Gara Garayev
Gara Abulfaz oglu Garayev (February 5, 1918 in Baku - May 13, 1982 in Moscow), was a prominent Azerbaijani composer of the Soviet period. Gara Garayev wrote nearly 110 musical pieces including ballets, operas, symphonic and chamber pieces, solos for piano, cantatas, songs and marches, and rose to prominence not only in Azerbaijan SSR but also in the rest of the Soviet Union and worldwide.
Gara Garayev was born in 1918 to a pediatrician father, who was famous in Baku, and a musician mother. His mother-Sona-khanym, was among the first graduates of the Baku-based school of the Russian Music Society. Gara Garayev's younger brother, Mursal, became a surgeon, but died at an early age. In 1926, at the age of eight, Gara Garayev first entered the junior music school at the Azerbaijan State Conservatoire, currently known as the Baku Music Academy.
Due to his musical talents, in 1933 Gara Garayev was allowed to enroll simultaneously in two faculties at the conservatoire. Among his teachers were Georgi Sharoyev, Leonid Rudolf, and the prominent Azerbaijani composer Uzeyir Hajibeyli.
In 1937, Garayev joined the Union of Composers of Azerbaijan SSR. In 1938, at the age of twenty, Garayev composed his first musical piece, a cantata "The Song of the Heart" to the poem by Rasul Rza. Garayev conducted his cantata during its premiere the "Decade of Azerbaijani Art" festival in the Bolshoi Theater, an event also attended by Stalin.
In the same year, Garayev moved to Moscow State Conservatoire, where he became a student and a good friend of Dmitri Shostakovich. In 1945, Garayev and Jovdat Hajiyev wrote the "Motherland" ("Vətən") opera, for which they were awarded a prestigious Stalin prize.
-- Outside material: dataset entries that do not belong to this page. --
PR #1253, opened 2018-06-14
Add loader for all study view charts

zhx828:
Show loading gif when loading data

# Checks
  the `-s` option)

# Any screenshots or GIFs?
jun-14-2018 16-40-49

# Notify reviewers
@kalletlak @alisman

### DIFF
--- a/src/pages/studyView/StudyViewPage.tsx
+++ b/src/pages/studyView/StudyViewPage.tsx
@@ -1,15 +1,15 @@
 import * as React from 'react';
-import { inject, observer, Observer } from "mobx-react";
+import {inject, observer} from "mobx-react";
 import styles from "./styles.module.scss";
 import {MutatedGenesTable} from "./table/MutatedGenesTable";
 import {CNAGenesTable} from "./table/CNAGenesTable";
 import {ChartContainer, ChartType} from 'pages/studyView/charts/ChartContainer';
 import SurvivalChart from "../resultsView/survival/SurvivalChart";
 import {MSKTab, MSKTabs} from "../../shared/components/MSKTabs/MSKTabs";
-import { StudyViewPageStore, ClinicalDataType, SurvivalType } from 'pages/studyView/StudyViewPageStore';
-import { reaction } from 'mobx';
-import { ClinicalAttribute } from 'shared/api/generated/CBioPortalAPI';
-import _ from "lodash";
+import {ClinicalDataType, StudyViewPageStore, SurvivalType} from 'pages/studyView/StudyViewPageStore';
+import {reaction} from 'mobx';
+import {ClinicalAttribute} from 'shared/api/generated/CBioPortalAPI';;
+import {StudyViewComponentLoader} from "./charts/StudyViewComponentLoader";
 
 export interface IStudyViewPageProps {
     routing: any;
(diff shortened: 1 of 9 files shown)


src/pages/studyView/StudyViewPage.tsx
```diff
@@ -129,18 +139,18 @@ export default class StudyViewPage extends React.Component<IStudyViewPageProps,
                                 </div>
                             }
                             <div className={styles.flexContainer}>
-                                {(this.store.mutatedGeneData.isComplete && <MutatedGenesTable
-                                    data={mutatedGeneData}
```
kalletlak: you could get rid off local variable mutatedGeneData

src/pages/studyView/charts/ChartContainer.tsx
```diff
@@ -107,26 +107,32 @@ export class ChartContainer extends React.Component<IChartContainerProps, {}> {
...
-                    <If condition={this.props.chartType===ChartType.PIE_CHART}>
-                        <PieChart
-                            ref={this.handlers.ref}
-                            onUserSelection={this.handlers.onUserSelection}
-                            filters={this.props.filters}
-                            data={this.data} />
-                    </If>
+                    <div style={{position: 'relative', height: 'calc(100% - 20px)'}}>
+                        <If condition={!this.props.promise.isComplete}>
+                            <StudyViewComponentLoader></StudyViewComponentLoader>
```
kalletlak: may be `<StudyViewComponentLoader/>`

src/pages/studyView/table/CNAGenesTable.tsx
```diff
@@ -2,14 +2,18 @@ import * as React from "react";
...
 import {default as LazyMobXTable} from "shared/components/lazyMobXTable/LazyMobXTable";
-import {action} from "mobx";
+import {action, computed} from "mobx";
 import {observer} from "mobx-react";
 import styles from "./tables.module.scss";
 import {CopyNumberCountByGene, CopyNumberGeneFilterElement} from "shared/api/generated/CBioPortalAPIInternal";
 import LabeledCheckbox from "../../../shared/components/labeledCheckbox/LabeledCheckbox";
+import MobxPromise from "mobxpromise";
+import {If} from 'react-if';
+import {ThreeBounce} from 'better-react-spinkit';
```
kalletlak: never used

src/pages/studyView/StudyViewPage.tsx
```diff
@@ -71,25 +73,33 @@ export default class StudyViewPage extends React.Component<IStudyViewPageProps,
...
-                           showLegend={false}
-                           styleOpts={{
-                               width: 450,
-                               height: 300
-                           }}
-                           fileName="Overall_Survival"/>
+            <div className={styles.survivalPlotTitle}>{data.title}</div>
+            <div className={styles.survivalPlotBody}>
+                <If condition={!this.store.survivalPlotData.isComplete}>
+                    <StudyViewComponentLoader></StudyViewComponentLoader>
```
kalletlak: Why not use `Loader` component from `src/shared/components/loadingIndicator/LoadingIndicator`?

zhx828: They are both wrappers of TreeBounce but this one only has styles specifically applied to study view. I don't see the benefits of making LoadingIndicator accept one more property for the div and duplicate the styles every place uses it.

src/pages/studyView/table/CNAGenesTable.tsx
```diff
@@ -20,6 +23,9 @@ class CNAGenesTableComponent extends LazyMobXTable<CopyNumberCountByGene> {
 
 @observer
 export class CNAGenesTable extends React.Component<ICNAGenesTablePros, {}> {
+    @computed get data() {
```
alisman: we don't need to access this via computed property. basically, the result property should be dereferenced in the same place as where its status is checked, so that the relationship between the two is made obvious.  as it stands now, a developer would have know idea they need to check status before referening the data property.   Alternatively, the status can be dealt with by the parent of this component and the dereferenced data passed directly to the component.  That way the component doesn't need to have knowledge of status because the data will always be populated.

alisman: But I can see you are checking status in the render method, so just reference result directly there.

src/pages/studyView/table/tables.module.scss
```diff
@@ -13,4 +13,5 @@
 
 .body {
```
alisman: i think we should avoid a class named "body" as it's too easily confused with <body>.  lets make this more specific

src/pages/studyView/table/MutatedGenesTable.tsx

In 1948, at the age of 30, Garayev was again awarded this prize for his symphonic poem "Leyli and Majnun", based on the same-titled famous work of Nizami.
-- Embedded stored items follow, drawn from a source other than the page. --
PR #1254, opened 2018-06-15
Study view refactoring

kalletlak:
This includes
1. Table tooltip for pie chart
2. Delete chart
3. Improve pie chart interaction performance
4. Support multi study

### DIFF
--- a/src/pages/studyView/StudyViewPage.tsx
+++ b/src/pages/studyView/StudyViewPage.tsx
@@ -3,13 +3,13 @@ import {inject, observer} from "mobx-react";
 import styles from "./styles.module.scss";
 import {MutatedGenesTable} from "./table/MutatedGenesTable";
 import {CNAGenesTable} from "./table/CNAGenesTable";
-import {ChartContainer, ChartType} from 'pages/studyView/charts/ChartContainer';
+import {ChartContainer} from 'pages/studyView/charts/ChartContainer';
 import SurvivalChart from "../resultsView/survival/SurvivalChart";
 import {MSKTab, MSKTabs} from "../../shared/components/MSKTabs/MSKTabs";
-import {ClinicalDataType, StudyViewPageStore, SurvivalType} from 'pages/studyView/StudyViewPageStore';
-import {reaction} from 'mobx';
-import {ClinicalAttribute} from 'shared/api/generated/CBioPortalAPI';;
 import {StudyViewComponentLoader} from "./charts/StudyViewComponentLoader";
+import { StudyViewPageStore, ClinicalDataType, SurvivalType, ChartMeta, ChartType } from 'pages/studyView/StudyViewPageStore';
+import { reaction } from 'mobx';
+const CheckedSelect = require("react-select-checked").CheckedSelect;
 
 export interface IStudyViewPageProps {
     routing: any;
@@ -31,15 +31,24 @@ export default class StudyViewPage extends React.Component<IStudyViewPageProps, 
         this.store = new StudyViewPageStore();
 
         this.handlers = {
-            onUserSelection: (attrId: string, clinicalDataType: ClinicalDataType, values: string[])=> {
-                this.store.updateClinicalDataEqualityFilters(attrId, clinicalDataType, values)
+            onUserSelection: (chartMeta : ChartMeta, values: string[])=> {
+                this.store.updateClinicalDataEqualityFilters(chartMeta, values)
             },
             updateGeneFilter:(entrezGeneId: number)=>{
                 this.store.updateGeneFilter(entrezGeneId);
             },
             updateCNAGeneFilter:(entrezGeneId: number, alteration: number)=> {
                 this.store.updateCNAGeneFilter(entrezGeneId, alteration);
-            }
+            },
+            onDeleteChart:(uniqueKey:string)=>{
+                this.store.changeChartVisibility(uniqueKey, false);
+            },
+            changeChartType: (uniqueKey: string, chartType: ChartType, updateDefaultType?:boolean)=> {
+                this.store.changeChartType(uniqueKey, chartType, updateDefaultType)
+            },
+            onChangeSelectedClinicalChart:(options: {label: string; value: string;}[])=>{
+                this.store.onChangeSelectedClinicalChart(options)
+            } 
         }
 
         //TODO: this should be done by a module so that it can be reused on other pages
@@ -56,16 +65,15 @@ export default class StudyViewPage extends React.Component<IStudyViewPageProps, 
         );
     }
 
-    renderAttributeChart = (clinicalAttribute: ClinicalAttribute) => {
-        const data = this.store.studyViewClinicalDataCountsCache.get({attribute:clinicalAttribute,filters:this.store.filters})
-        const filters = this.store.getClinicalDataEqualityFilters(clinicalAttribute)
+    renderAttributeChart = (chartMeta: ChartMeta) => {
         return (<ChartContainer
-            chartType={ChartType.PIE_CHART}
-            clinicalAttribute={clinicalAttribute}
+            chartMeta={chartMeta}
             onUserSelection={this.handlers.onUserSelection}
-            key={clinicalAttribute.clinicalAttributeId}
-            promise={data}
-            filters={filters}
+            key={chartMeta.uniqueKey}
+            filter={this.store.filters}
+            dataCache ={this.store.studyViewClinicalDataCountsCache}
+            onDeleteChart={this.handlers.onDeleteChart}
+            changeChartType={this.handlers.changeChartType}
         />)
     };
 
@@ -116,21 +124,22 @@ export default class StudyViewPage extends React.Component<IStudyViewPageProps, 
                          className="mainTabs">
 
                     <MSKTab key={0} id="summaryTab" linkText="Summary">
-                            {
-                                this.store.defaultVisibleAttributes.isComplete && 
-                                this.store.initalClinicalDataCounts.isComplete &&
-                                this.store.initialized && 
-                                (
-                                    <div className={styles.studyViewFlexContainer}>
-                                        {this.store.visibleAttributes.map(this.renderAttributeChart)}
-                                    </div>
-                                )
-                            }
-                            {
-                                <div className={styles.studyViewFlexContainer}>
-                                    {this.store.survivalPlotData.result.map(this.renderSurvivalPlot)}
-                                </div>
-                            }
+                        <div style={{"width":"250px"}}>
+                            <CheckedSelect
+                                placeholder="Add clinical tracks.."
+                                isLoading={this.store.initialized}
+                                noResultsText={this.store.initialized ? "Loading..." : "No matching clinical tracks found"}
+                                onChange={this.handlers.onChangeSelectedClinicalChart}
+                                options={this.store.clinicalChartOptions}
+                                value={this.store.selectedClinicalCharts}
+                            />
+                        </div>
+                            <div className={styles.studyViewFlexContainer}>
+                                {this.store.visibleAttributes.map(this.renderAttributeChart)}
+                            </div>
+                            <div className={styles.studyViewFlexContainer}>
+                                {this.store.survivalPlotData.result.map(this.renderSurvivalPlot)}
+                            </div>
                             <div className={styles.studyViewFlexContainer}>
                                 <MutatedGenesTable
                                     promise={this.store.mutatedGeneData}
--- a/src/pages/studyView/StudyViewPage.tsx
+++ b/src/pages/studyView/StudyViewPage.tsx
@@ -1,15 +1,15 @@
 import * as React from 'react';
-import {inject, observer} from "mobx-react";
+import { inject, observer } from "mobx-react";
 import styles from "./styles.module.scss";
-import {MutatedGenesTable} from "./table/MutatedGenesTable";
-import {CNAGenesTable} from "./table/CNAGenesTable";
-import {ChartContainer} from 'pages/studyView/charts/ChartContainer';
+import { MutatedGenesTable } from "./table/MutatedGenesTable";
+import { CNAGenesTable } from "./table/CNAGenesTable";
+import { ChartContainer } from 'pages/studyView/charts/ChartContainer';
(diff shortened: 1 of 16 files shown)


src/pages/studyView/charts/pieChart/PieChart.tsx
```diff
@@ -139,8 +178,8 @@ class CustomSlice extends React.Component<{}, {}> {
         const d:any = this.props;
         return (
         <g>
-            <Slice {...this.props}/>
-            <title>{`${d.datum.x}:${d.datum.y}`}</title>
+            <Slice {...this.props} active={true}/>
```
kalletlak: cleanup `active`

src/pages/studyView/StudyViewPageStore.ts
```diff
@@ -146,13 +145,63 @@ export class StudyViewPageStore {
...
+        if(!visibility){
+            //TODO: Currently clears only clinicalDataEqualityFilters,Need to implement for others
+            this._clinicalDataEqualityFilterSet.delete(uniqueKey);
+        }
+        this._chartVisibility.set(uniqueKey, visibility);
+    }
+
+    @action changeChartType(uniqueKey: string, chartType:ChartType, updateDefaultType?:boolean){
+        let chartMetaObject = this._clinicalAttributesMetaSet.get(uniqueKey);
+        if(chartMetaObject){
```
alisman: is there a reason there would not be a meta object?  just seems strange you don't deal with that case if it in fact is met

src/pages/studyView/StudyViewPageStore.ts
```diff
@@ -146,13 +145,63 @@ export class StudyViewPageStore {
...
+    }
+    @action onChangeSelectedClinicalChart(options: {label: string; value: string;}[]) {
+        this._chartVisibility.clear();
+        for (const option of options) {
+            this.changeChartVisibility(option.value, true)
+        }
+    }
+
+    @computed get clinicalChartOptions() {
+        return _.map(this.clinicalAttributesMeta.result, clinicalAttributeMeta=>({
```
alisman: if clinicalAttributesMeta is asychronous (i.e. mobxpromise) then the wrapper should also be a moxpromise so that consumer knows they have to check for status=complete.

src/pages/studyView/StudyViewPageStore.ts
```diff
@@ -146,13 +145,63 @@ export class StudyViewPageStore {
...
+            label: clinicalAttributeMeta.clinicalAttribute.displayName,
+            value: clinicalAttributeMeta.uniqueKey
+        }));
+    }
+
+    @computed get selectedClinicalCharts() {
+        return _.reduce(this._chartVisibility.keys(),(acc:{label: string; value: string;}[], next)=>{
+            if(this._chartVisibility.get(next)) {
```
alisman: i would put === true so it's more clear that you aren't just testing for presence of item in collection, but checking its value.

src/pages/studyView/StudyViewPageStore.ts
```diff
@@ -146,13 +145,63 @@ export class StudyViewPageStore {
...
+                        value: chartMeta.uniqueKey
+                    })
+                }
+            }
+            return acc;
+        },[]);
+    }
+
+    @computed get emptyFilters() {
+        let filters: StudyViewFilter = {} as any;
```
alisman: just use object literal.  return { studyIds:[this.StudyId]  }

src/pages/studyView/StudyViewPageStore.ts
```diff
@@ -146,13 +145,63 @@ export class StudyViewPageStore {
...
+        filters.studyIds = [this.studyId]
```
alisman: will we sometimes have more than one studyId?  If so, should we engineer for that?  i.e. this.studyIds    instead of single studyId

src/pages/studyView/StudyViewPageStore.ts
```diff
@@ -283,49 +331,59 @@ export class StudyViewPageStore {
...
+                    .get({ attribute: next.clinicalAttribute, filters: this.emptyFilters })
                     .result!;
                 return acc;
             }, {} as any);
         },
         default: {},
-        onResult:() => {
-            this.initialized=true;
+        onResult:(result) => {
+            if(!this._initialized){
```
alisman: not sure i understand need for initialization.  we should discuss this on chat.

src/pages/studyView/charts/ChartContainer.tsx
```diff
@@ -90,50 +91,122 @@ export class ChartContainer extends React.Component<IChartContainerProps, {}> {
...
+                this.props.changeChartType(this.props.chartMeta.uniqueKey, ChartType.TABLE, true);
+            }
+        }
+    })
+
+
+
+    @computed get chartWidth(){
+        let chartWidth = styles.chartWidthTwo
+        if(this.props.chartMeta.chartType === ChartType.PIE_CHART){
```
alisman: how many different chart types are there?

src/pages/studyView/charts/ChartContainer.tsx
```diff
@@ -90,50 +91,122 @@ export class ChartContainer extends React.Component<IChartContainerProps, {}> {
...
+            chartWidth = styles.chartWidthOne
+        }
+        return chartWidth;
     }
 
-    @computed get isChartVisible(){
-        //check if there is chart implementation is present
-        return this.props.chartType === ChartType.PIE_CHART && this.props.clinicalAttribute.datatype==='STRING';
+    @computed get chartHeight(){
+        let chartHeight = styles.chartHeightTwo
```
alisman: semicolons

src/pages/studyView/charts/ChartContainer.tsx
```diff
@@ -90,50 +91,122 @@ export class ChartContainer extends React.Component<IChartContainerProps, {}> {
...
+        if((this.props.chartMeta.chartType === ChartType.PIE_CHART) || (this.props.chartMeta.chartType === ChartType.TABLE && (this.initialData.result!).length<=3)){
+            chartHeight = styles.chartHeightOne
+        }
+        return chartHeight;
     }
 
-    @computed get data(){
-        return this.props.promise.result || [];
+    @computed get hideLabel(){
+        return this.props.chartMeta.chartType === ChartType.TABLE ? true : false;
```
alisman: can you just return the condition

src/pages/studyView/StudyViewPageStore.ts
kalletlak: `.get` is of type `chartMeta | undefined`. I used `if` condition to check it. I could you post operator`!`

src/pages/studyView/charts/ChartContainer.tsx
kalletlak: there are 5.

alisman: seems like then are going to have a lot of switch statements and they need to have all five options.  hard to maintain.  would it be better to have subclasses which implement these members?

src/pages/studyView/StudyViewPageStore.ts
```diff
@@ -229,47 +262,62 @@ export class StudyViewPageStore {
...
+            });
+        },
         default: [],
-        onResult:(attributes:ClinicalAttribute[])=>{
-            attributes.forEach(attribute=>{
-                this._attributeChartVisibility.set(attribute.clinicalAttributeId,false);
-            })
+        onResult:(result)=>{
+            _.forEach(result,obj=>{
+                this._clinicalAttributesMetaSet.set(obj.uniqueKey, obj)
```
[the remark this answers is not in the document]
kalletlak: there will be some actions, example changing chart type from pie to table, which is stored in the value via `chartType`. May be we can discuss this over chat.

src/pages/studyView/charts/ChartContainer.tsx
```diff
@@ -91,49 +91,124 @@ export class ChartContainer extends React.Component<IChartContainerProps, {}> {
...
+                    active={this.mouseInChart}
+                    resetChart={this.handlers.resetFilters}
+                    deleteChart={this.handlers.onDeleteChart}
+                    hideLabel={this.hideLabel}
+                    chartControls={this.chartControls}
+                    changeChartType={this.changeChartType}
+                />
+
+                <If condition={this.props.chartMeta.chartType === ChartType.PIE_CHART}>
+                    <StudyViewComponentLoader promise={this.data}>
```
zhx828: The if condition should be placed inside of StudyViewComponentLoader. This component will be used for all charts, then you can avoid duplication later.

src/pages/studyView/charts/StudyViewComponentLoader.tsx
```diff
@@ -10,7 +10,7 @@ export interface StudyViewComponentLoaderProps {
 export class StudyViewComponentLoader extends React.Component<StudyViewComponentLoaderProps> {
     public render() {
         return (
-            <div style={{margin: 'auto'}}>
```
zhx828: Why did you remove the margin?

src/pages/studyView/charts/ChartContainer.tsx
kalletlak: if I do that and try changing the chart type, pie to table or vice-versa, nothing shows up.

src/pages/studyView/charts/ChartContainer.tsx
```diff
@@ -1,38 +1,34 @@
 import * as React from "react";
```
zhx828: This ChartContainer should soon be used by Scatter, Survival and Tables.

src/pages/studyView/StudyViewPage.tsx
```diff
@@ -75,62 +76,57 @@ export default class StudyViewPage extends React.Component<IStudyViewPageProps,
...
-                                (
-                                    <div className={styles.studyViewFlexContainer}>
-                                        {this.store.visibleAttributes.map(this.renderAttributeChart)}
-                                    </div>
-                                )
-                            }
-                            {
-                                <div className={styles.studyViewFlexContainer}>
-                                    {this.store.survivalPlotData.result.map(this.renderSurvivalPlot)}
+        if (this.store.studies.isComplete) {
```
zhx828: Should we add conditions when isPending and isError?

kalletlak: I can add this in up coming pr, by showing a loading symbol while its still pending

src/pages/studyView/StudyViewPageStore.ts
```diff
@@ -269,77 +262,71 @@ export class StudyViewPageStore {
...
+                    .get({ attribute: next, filters: this.emptyFilter })
                     .result!;
                 return acc;
             }, {} as any);
         },
         default: {},
-        onResult:() => {
-            this.initialized=true;
+        onResult: (result) => {
+            _.forEach(result, (obj, uniqueKey) => {
```
zhx828: Should we restart the conversation about the same uniqueKey(clinical attribute) in multiple studies?

kalletlak: Sure, I think its better to deal with this logic in backend

src/pages/studyView/StudyViewPageStore.ts
```diff
@@ -269,77 +262,71 @@ export class StudyViewPageStore {
             let patientAttributeCount = 0;
             let filterAttributes: ClinicalAttribute[] = []
             queriedAttributes.forEach(attribute => {
-                if(attribute.patientAttribute){
-                    if(patientAttributeCount<10){
+                if (attribute.patientAttribute) {
+                    if (patientAttributeCount < 10) {
```
alisman: put comments explaining business logic (i.e. <10)

src/pages/studyView/StudyViewPageStore.ts
```diff
@@ -269,77 +262,71 @@ export class StudyViewPageStore {
...
-        onResult:(attributes:ClinicalAttribute[])=>{
-            attributes.forEach(attribute=>{
-                this._attributeChartVisibility.set(attribute.clinicalAttributeId,true);
-            })
-        }
+        default: []
     });
 
-    readonly initalClinicalDataCounts = remoteData<{[id:string]:ClinicalDataCount[]}>({
+    readonly initalClinicalDataCounts = remoteData<{ [id: string]: ClinicalDataCount[] }>({
```
alisman: initial not "inital"

src/pages/studyView/StudyViewPageStore.ts
```diff
@@ -179,84 +175,81 @@ export class StudyViewPageStore {
...
-    @computed get visibleAttributes(){
-        const attributes = this.clinicalAttributeSet.result
-        return _.reduce(this._attributeChartVisibility.toJS(),(acc:ClinicalAttribute[],next,key)=>{
-            if(next && attributes[key]){
-                acc.push(attributes[key])
-            }
-            return acc;
-        },[])
+    @computed get visibleAttributes(): ChartMeta[] {
+        if (this.initalClinicalDataCounts.isComplete) {
```
alisman: loading state should not handled inside of @computed getter.    this hides the loading state from calling code, which only knows whether array is empty or not (could be empty for other reasons).   Conditional should be in calling code.

kalletlak:
@alisman Still there are lot of moving pieces. Will write tests once there is a stable code

src/pages/studyView/StudyViewPage.tsx
```diff
@@ -75,62 +76,58 @@ export default class StudyViewPage extends React.Component<IStudyViewPageProps,
...
+                                <h3>Multiple Studies</h3>
+                            </If>
+                        </div>
+                    </div>
+                    <MSKTabs id="studyViewTabs" activeTabId={this.props.routing.location.query.tab}
+                        className="mainTabs">
+
+                        <MSKTab key={0} id="summaryTab" linkText="Summary">
+                            <div className={styles.studyViewFlexContainer}>
+                                {this.store.initialClinicalDataCounts.isComplete &&
```
alisman: so, initialClinicalDataCounts will ensure the presenc eof visisbleAttributes, yes?  because onResult populates it?

kalletlak: yes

In 1952, under the direction of the choreograph P.A.Gusev, Garayev's "Seven Beauties" ("Yeddi Gözəl") ballet was staged at the Azerbaijani Theater of Opera and Ballet. Based on Nizami's famous poem, "Seven Beauties"("Yeddi Gözəl") became the first Azerbaijani ballet and opened a new chapter in the history of classical music of Azerbaijan.
Garayev's only other ballet, "Path of Thunder" ("İldırımlı yollarla"), staged in 1958, was dedicated to racial conflicts in South Africa In the same year, Garayev also wrote the soundtrack for the documentary film "A Story About the Oil Workers of the Caspian Sea", directed by Roman Karmen and set at the Oil Rocks, world's first off-shore drilling town built in 1949 on rigs in the Caspian Sea. Upon the death of Uzeyir Hajibeyli in 1948, Garayev became the Chair of the Union of Composers of Azerbaijan SSR and the rector of Azerbaijan State Conservatoire.
In the latter position, Garayev retained Hajibeyli's traditional emphasis on Azerbaijani folk music in teaching, and also promoted the contemporary genres, such as jazz, in Azerbaijani music. During his teaching career at the Azerbaijan State Conservatoire, Garayev prepared a number of prominent Azerbaijani musicians and composers, including Niyazi, Arif Malikov, Khayyam Mirzazadeh and Ismayil Hajibeyov among others. Garayev's own son, Faraj (born 1943) was also his student, who went on to compose single-act ballets such as "Shadows of Gobustan" ("Qobustanın kölgələri") and "Kaleidoscope", and later led the musical avantgarde movement in Azerbaijan.
In June 1961, amidst the Cold War, Garayev and Tikhon Khrennikov were the only two Soviet composers who attended the First International Los Angeles Music Festival held at UCLA. Fifteen composers from seven nations presented their works, including Arnold Schoenberg and Igor Stravinsky. On June 11, Franz Waxman conducted the Festival Symphony Orchestra with a suite from Garayev's ballet "Path of Thunder".
Garayev suffered from heart disease, which prevented him from attending his own 60th jubilee celebration held in Moscow, where he was awarded the title of the Hero of Socialist Labor, a highest recognition award of the Soviet government. Garayev spent the last 5 years of his life in Moscow, away from public, although his love for Baku remained strong and was reflected in his writing: “To me, Baku is the most beautiful city in the world.
Every morning, when the city wakes whether it be to the sun or the rain and fog, every morning my city sings. Baku is meant for art. It gives me so much pleasure to write about this city no matter if you write music, verse or paint images.” Garayev died on May 13, 1982 in Moscow at the age of 64. His body was flown to Baku and buried at the "Alley of Honor" ("Fəxri Xiyaban") National Cemetery.